How can I enable trial checkpointing?
Which schedulers make use of checkpointing?
Is the tuner checkpointed?
Where can I find the output of my trials?
How can I plot the results of a tuning?
How can I specify additional tuning metadata?
How do I append additional information to the results which are stored?
I don’t want to wait, how can I launch the tuning on a remote machine?
How can I run many experiments in parallel?
How can I access results after tuning remotely?
How can I specify dependencies to remote launcher or when using the SageMaker backend?
How can I benchmark experiments from the command line?
What different schedulers do you support? What are the main differences between them?
How do I define the search space?
How can I visualize the progress of my tuning experiment with Tensorboard?
How can I add a new scheduler?
How can I add a new tabular or surrogate benchmark?

Why should I use Syne Tune, and not Ray Tune, Optuna, ...?

HPO is an important problem since many years, with a healthy number of commercial and open source tools available. Notable examples for open source tools are Ray Tyne and Optuna. Here are some reasons why you may prefer Syne Tune over these alternatives.

Lightweight and platform agnostic: Syne Tune is designed to work with different execution back-ends, so you are not locked into a particular distributed system architecture. Syne Tune runs with minimal dependencies.
Wide range of modalities: Syne Tune supports multi-fidelity HPO, constrained HPO, multi-objective HPO, transfer tuning, cost-aware HPO.
Simple, modular design: Rather than wrapping all sorts of other HPO frameworks, Syne Tune provides simple APIs and scheduler templates, which can easily be extended to your specific needs.
Industry-strength Bayesian optimization: Syne Tune has special support for Gaussian process based Bayesian optimization. The same code powers modalities like multi-fidelity HPO, constrained HPO, or cost-aware HPO, having been tried and tested for several years in SageMaker services.
Special support for researchers: Syne Tune allows for rapid development and comparison between different tuning algorithms. Its blackbox repository and simulator back-end run realistic simulations of experiments many times faster than real time.

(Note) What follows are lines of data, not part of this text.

PR #2197, opened 2021-01-01
Fixed issue with typescript and mutable refs

gabrielbull:
**What**:

Typescript definitions for refs.

**Why**:

When using mutable refs, typescript will throw an error

**How**:

Changed the typescript definitions.

**Checklist**:

- [ ] ~Documentation~ N/A
- [ ] ~Tests~ N/A
- [x] Code complete
- [x] Changeset 

**Example**

This code was not valid in typescript prior to the changes:

```jsx
import { FunctionComponent, useRef } from 'react'
import { View } from 'react-native'
import styled from 'emotion/native'

const MyComponent: FunctionComponent = () => {
  const ref = useRef<View>()
  
  return <MyStyledComponent ref={ref} />
}

const MyStyledComponent = styled(View)`
  background-color: red;
`
```

### DIFF
--- a/packages/native/types/base.d.ts
+++ b/packages/native/types/base.d.ts
@@ -82,7 +82,7 @@ export interface StyledComponent<
   ): StyledComponent<
     ComponentProps & React.ComponentProps<C>,
     {},
-    { ref?: React.Ref<InstanceType<C>> }
+    { ref?: React.Ref<InstanceType<C> | undefined> }
   >
   withComponent<C extends React.ComponentType<React.ComponentProps<C>>>(
     component: C
@@ -156,7 +156,7 @@ export interface CreateStyled {
       as?: React.ElementType
     },
     {},
-    { ref?: React.Ref<InstanceType<C>> },
+    { ref?: React.Ref<InstanceType<C> | undefined> },
     ReactNativeStyleType<React.ComponentProps<C>>
   >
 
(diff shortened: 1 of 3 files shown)


gabrielbull:
Added changes

packages/native/types/base.d.ts
```diff
@@ -82,7 +82,7 @@ export interface StyledComponent<
   ): StyledComponent<
     ComponentProps & React.ComponentProps<C>,
     {},
-    { ref?: React.Ref<InstanceType<C>> }
+    { ref?: React.Ref<InstanceType<C> | undefined> }
```
Andarist, line 85: hm, this should pretty much be the same thing - there is little to no difference between an optional property and a property that accepts undefined (and I wish that there was a difference 😢 )

could you add a test case that would show what exactly has been fixed?

Andarist: Ok, I see you have put one in the description of the PR. I think this works exactly the same as `@types/react`. Take a look at this:
https://codesandbox.io/s/keen-frog-39lxt?file=/src/App.tsx:170-173
and the version that fixes the problem:
https://codesandbox.io/s/ecstatic-meninsky-3wzlh?file=/src/App.tsx:174-177

The key is to provide the initial value of `null` to `useRef`. It reflects React expectation (refs are set to either the host element or null)

gabrielbull: You're right.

If you are an AWS customer, there are additional good reasons to use Syne Tune over the alternatives:

If you use AWS services or SageMaker frameworks day to day, Syne Tune works out of the box and fits into your normal workflow.
Syne Tune is developed in collaboration with the team behind the Automatic Model Tuning service.

What are the different installations options supported?

To install Syne Tune with minimal dependencies from pip, you can simply do:

pip install 'syne-tune[core]'

If you want in addition to install our own Gaussian process based optimizers, Ray Tune or Bore optimizer, you can run pip install 'syne-tune[X]' where X can be

gpsearchers: For built-in Gaussian process based optimizers
aws: AWS SageMaker dependencies
raytune: For Ray Tune optimizers
benchmarks: For installing dependencies required to run all benchmarks
blackbox-repository: Blackbox repository for simulated tuning
kde: For KDE optimizer
botorch: Bayesian optimization from BOTorch
extra: For installing all the above
bore: For Bore optimizer

For instance, pip install 'syne-tune[gpsearchers]' will install Syne Tune along with many built-in Gaussian process optimizers.

To install the latest version from git, run the following:

pip install git+https://github.com/awslabs/syne-tune.git

For local development, we recommend to use the following setup which will enable you to easily test your changes:

pip install --upgrade pip
git clone https://github.com/awslabs/syne-tune.git
cd syne-tune
pip install -e '.[extra]'

How can I run on AWS and SageMaker?

If you want to launch experiments on SageMaker rather than on your local machine, you will need access to AWS and SageMaker on your machine. Make sure that:

awscli is installed (see this link)
AWS credentials have been set properly (see this link).
The necessary SageMaker role has been created (see this page for instructions. If you've created a SageMaker notebook in the past, this role should already have been created for you).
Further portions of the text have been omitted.